Ainsi la déclaration d’accident du travail, le certificat médical initial et les éléments résultant des questionnaires transmis à la caisse étaient tout à fait cohérents, corroborant les déclarations de l’assurée, établissent l’existence aux temps et lieu du travail d’un accident, une chute, entraînant une lésion au genou gauche .
C’est donc à bon droit que la caisse, en présence de ces présomptions graves, précises et concordantes, a pris en charge après enquête l’accident au titre de la législation professionnelle.
Le jugement déféré sera donc infirmé en toutes ses dispositions, et la décision de prise en charge de la caisse sera déclarée opposable à la société employeur.
La société ne conteste plus en cause d’appel l’imputabilité des soins et arrêts à l’accident initial, de sorte que toutes les conséquence de l’accident du travail lui seront également déclarées opposables.

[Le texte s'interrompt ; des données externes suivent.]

Issue #172, opened 2020-06-30
Can't encode transcription: adding 0 automatically at start of ground truth file.


jayawantkarale:
Can't encode transcription: ' 0अंशक्लृप्ति ( aṁśa-kḷpti) f. A division into parts औपाधिक्यंशक्लृप्तिर्घटग-' in language ''

Above error display during training process. while providing ground truth text we given input as 
'अंशक्लृप्ति ( aṁśa-kḷpti) f. A division into parts औपाधिक्यंशक्लृप्तिर्घटग-'  but during training process it append 0 at start of line.
so this also add o after performing ocr extraction using  newly genrated traineddata.
why it is adding 0 in start of ground truth line.
Please help me to resolve the issue.

wrznr:
@jayawantkarale Without sample data, it is not possible to assist you since we cannot reproduce the erroneous behavior. If you could provide us with a minimal example which causes your issue?

jayawantkarale:
@wrznr thanks for your prompt reply. This erroneous behavior appear while training on large dataset. it is not possible to upload whole data, I am trying to reproduce same behavior  on small sample data. so after getting error on small dataset i will upload sample data.

Shreeshrii:
Can't encode transcription: ' 0अंशक्लृप्ति ( aṁśa-kḷpti) f. A division into parts औपाधिक्यंशक्लृप्तिर्घटग-' in language ''

Try to find the above text in your large dataset. Then using uniview or similar utility check whether there is any unprintable/invisible character in the line.

jayawantkarale:
I am able to reproduce same behaviour on smaller dataset, on attaching dataset along with its log file.
Now it is attaching 0 at start of most of the lines, and gives error can't encode transcription.

Can't encode transcription: ' 0MahāBhā. xii. 47. 42; 6 A ii 1/124 of a day द्यु हेयं पर्व चेत्  पादे पादर्स्रिशत्तु' in language ''
page no : vol1_101_1-029.exp0.tif

Can't encode transcription: ' 0MahāBhā. ii. 8. 14; विजिती वीतिहोत्रोंऽशः [ v. 1 ºञश्च ] MahāBhā. i. 1. 173.' in language ''
page no : vol1_101_1-048.exp0.tif

Can't encode transcription: ' 0day as a meaning found in L. 9 adv. (aṁśena aṁśe) in part, partly,' in language ''
page no : vol1_101_2-004.exp0.tif

[...]

PR #215, opened 2020-12-16
Concatenate with newline for all-gt , remove sort uniq

Shreeshrii:
See https://github.com/tesseract-ocr/tesstrain/issues/172#issuecomment-655246018

For large amount of training data, the current implementation hangs at times.

### DIFF
--- a/Makefile
+++ b/Makefile
@@ -191,7 +191,7 @@ training: $(OUTPUT_DIR).traineddata
 
 $(ALL_GT): $(shell find $(GROUND_TRUTH_DIR) -name '*.gt.txt')
 	@mkdir -p $(OUTPUT_DIR)
-	find $(GROUND_TRUTH_DIR) -name '*.gt.txt' | xargs cat | sort | uniq > "$@"
+	find $(GROUND_TRUTH_DIR) -name '*.gt.txt' | xargs -I{} sh -c "cat {}; echo ''" > "$@"
 
 .PRECIOUS: %.box
 %.box: %.png %.gt.txt
--- a/Makefile
+++ b/Makefile
@@ -191,7 +191,7 @@ training: $(OUTPUT_DIR).traineddata
 
 $(ALL_GT): $(shell find $(GROUND_TRUTH_DIR) -name '*.gt.txt')
 	@mkdir -p $(OUTPUT_DIR)
-	find $(GROUND_TRUTH_DIR) -name '*.gt.txt' | xargs awk 'FNR==1{print ""}1' > "$@"
+	find $(GROUND_TRUTH_DIR) -name '*.gt.txt' | xargs paste -s > "$@"
 
 .PRECIOUS: %.box
 %.box: %.png %.gt.txt
--- a/Makefile
+++ b/Makefile
@@ -191,7 +191,7 @@ training: $(OUTPUT_DIR).traineddata
 
 $(ALL_GT): $(shell find $(GROUND_TRUTH_DIR) -name '*.gt.txt')
 	@mkdir -p $(OUTPUT_DIR)
-	find $(GROUND_TRUTH_DIR) -name '*.gt.txt' | xargs -I{} sh -c "cat {}; echo ''" > "$@"
+	find $(GROUND_TRUTH_DIR) -name '*.gt.txt' | xargs awk 'FNR==1{print ""}1' > "$@"
 
 .PRECIOUS: %.box
 %.box: %.png %.gt.txt


kba (approved):

Shreeshrii:
Please merge this.

stweil (changes requested):
I did a test on a large data set (375771 lines):

    $ time (find data/gt -name "*.gt.txt"|xargs cat | sort | uniq >/tmp/old)
    real	0m4.944s
    user	0m3.626s
    sys	0m4.974s

    $ time (find data/gt -name "*.gt.txt"|xargs -I{} sh -c "cat {}; echo ''" >/tmp/new)
    # I stopped that after several minutes.

So the new code is more than a factor 100 slower than the old one. This is caused by the huge number of processes started with the new code.

Maybe we can write a specialized Python script which does the work faster.

Shreeshrii:
@stweil Thanks for pointing out the performance issue.

The problem I was trying to solve is related to having ground-truth text files without \n at end. `cat` was making a really huge single line with it and sort|uniq would hang.

Would using `paste` work?

(base) ubuntu@tesseract-ocr-1:~/tesstrain-San$ time (find data/San-ground-truth/test -name "*.gt.txt"|xargs cat | sort | uniq >/tmp/old)

real    0m0.780s
user    0m0.688s
sys     0m0.261s
(base) ubuntu@tesseract-ocr-1:~/tesstrain-San$ time (find data/San-ground-truth/test -name "*.gt.txt"|xargs -I{} sh -c "cat {}; echo ''" >/tmp/new)

real    0m15.562s
user    0m11.121s
sys     0m5.300s
(base) ubuntu@tesseract-ocr-1:~/tesstrain-San$ time (find data/San-ground-truth/test -name "*.gt.txt"| xargs paste -s -d \n > /tmp/paste)

real    0m0.224s
user    0m0.071s
sys     0m0.189s
(base) ubuntu@tesseract-ocr-1:~/tesstrain-San$ find data/San-ground-truth/test -name "*.gt.txt"|wc -l
5982

Shreeshrii:
`awk` maybe a better option.

```

find data/San-ground-truth/train -name "*.gt.txt"|wc -l
177605

time (find data/San-ground-truth/train -name "*.gt.txt"| xargs awk 'FNR==1{print ""}1' > /tmp/awk)

real    0m6.053s
user    0m2.374s
sys     0m6.745s

time (find data/San-ground-truth/train -name "*.gt.txt"|xargs cat | sort | uniq >/tmp/old)

real    0m20.928s
user    0m19.759s
sys     0m7.948s
```

stweil:
Would a simple `find data/San-ground-truth/train -name "*.gt.txt"|xargs cat >all-gt` work for you, too? Then I'd prefer that as an intermediate solution.

It should not be necessary to avoid long lines, as they don't matter for `unicharset_extractor`. I had added `sort` and `uniq` to reduce the size of the resulting `all-gt` file.

My ideal solution would be a Python script which processes the ground truth text lines, extracts all characters and either passes a sorted list of characters to `unicharset_extractor` or directly creates the `unicharset` file. That script could optionally also count the frequency of the different characters.

stweil:
`find data/San-ground-truth/train -name "*.gt.txt"|xargs paste -s >all-gt` works also good for me. It creates separate lines without adding unneeded line feeds, so the resulting `all-gt` is smaller than with `awk`.

Shreeshrii:
@stweil OP's report is https://github.com/tesseract-ocr/tesstrain/issues/172

[zip file with gt](https://github.com/tesseract-ocr/tesstrain/files/4883022/san9_test-ground-truth.zip) for testing

Log file showed:

```
Wrote unicharset file data/san9_test/my.unicharset
merge_unicharsets data/san/san9_test.lstm-unicharset data/san9_test/my.unicharset  "data/san9_test/unicharset"
Loaded unicharset of size 225 from file data/san/san9_test.lstm-unicharset
Loaded unicharset of size 3 from file data/san9_test/my.unicharset
Wrote unicharset file data/san9_test/unicharset.
unicharset of size 3 from file data/san9_test/my.unicharset
```

**unicharset of size 3 from file data/san9_test/my.unicharset**

feff (BOM) was part of many of the gt lines. 

When single line ground truth text is being concatenated, it becomes one huge line and so if there is any error in even one file, the unicharset generation fails. 

His dataset has gt.txt files with a single line, no linefeed. When transcription has newline at end, then the problem does not arise.

So, I would prefer a solution that adds the newlines, because I think that solves the problem. But there might be a better way.

Please test with his dataset and recommend the way forward.

stweil:
My favourite solution is `find data/San-ground-truth/train -name "*.gt.txt"|xargs paste -s >all-gt`, see my comment above.

Issue #157, opened 2020-04-16
High error rate on training with Impact on RTL language (Kur) Persian-Arabic script #151


sam-kurdi:
I am getting a very high error (85) rate after training with Impact
I have started the training by the following configuration :

tesseract version:

tesseract 4.0.0-beta.1
leptonica-1.75.3
libgif 5.1.4 : libjpeg 8d (libjpeg-turbo 1.5.2) : libpng 1.6.34 : libtiff 4.0.9 : zlib 1.2.11 : libwebp 0.6.1 : libopenjp2 2.3.0
Found AVX2
Found AVX
Found SSE

1:the workflow is utilized https://github.com/tesseract-ocr/tesstrain  .  Command-line to run make file is (make training MODEL_NAME=krd START_MODEL=ara LANG_TYPE=RTL FINETUNETYPE=Impact)
2:I added inherited.unicharset , ara.config , kur langdata,  Arabic.unicharset, and Latin.unercharset  provided by https://github.com/tesseract-ocr/langdata_lstm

Il y a lieu de condamner la société intimée qui succombe aux dépens d’appel, en application de l’article 696 du code de procédure civile.
PAR CES MOTIFS :
LA COUR,
ORDONNE la jonction des affaires enregistrées sous les numéros 21/07804 et 18/13875, sous ce dernier numéro, REJETTE le moyen de la société Z A Sas tiré de la péremption d’instance,
INFIRME le jugement déféré en toutes ses dispositions,
STATUANT A NOUVEAU,
DECLARE oppposables à la société Z A Sas la décision de prise en charge au titre de la législation professionnelle, par la caisse primaire d’assurance maladie de l’Eure et Loir, de l’accident dont a été victime Mme X D le 28 janvier 2016, ainsi que l’ensemble des arrêts de travail et soins ultérieurement prescrits au titre de cet accident,
CONDAMNE la société Z A Sas aux dépens d’appel.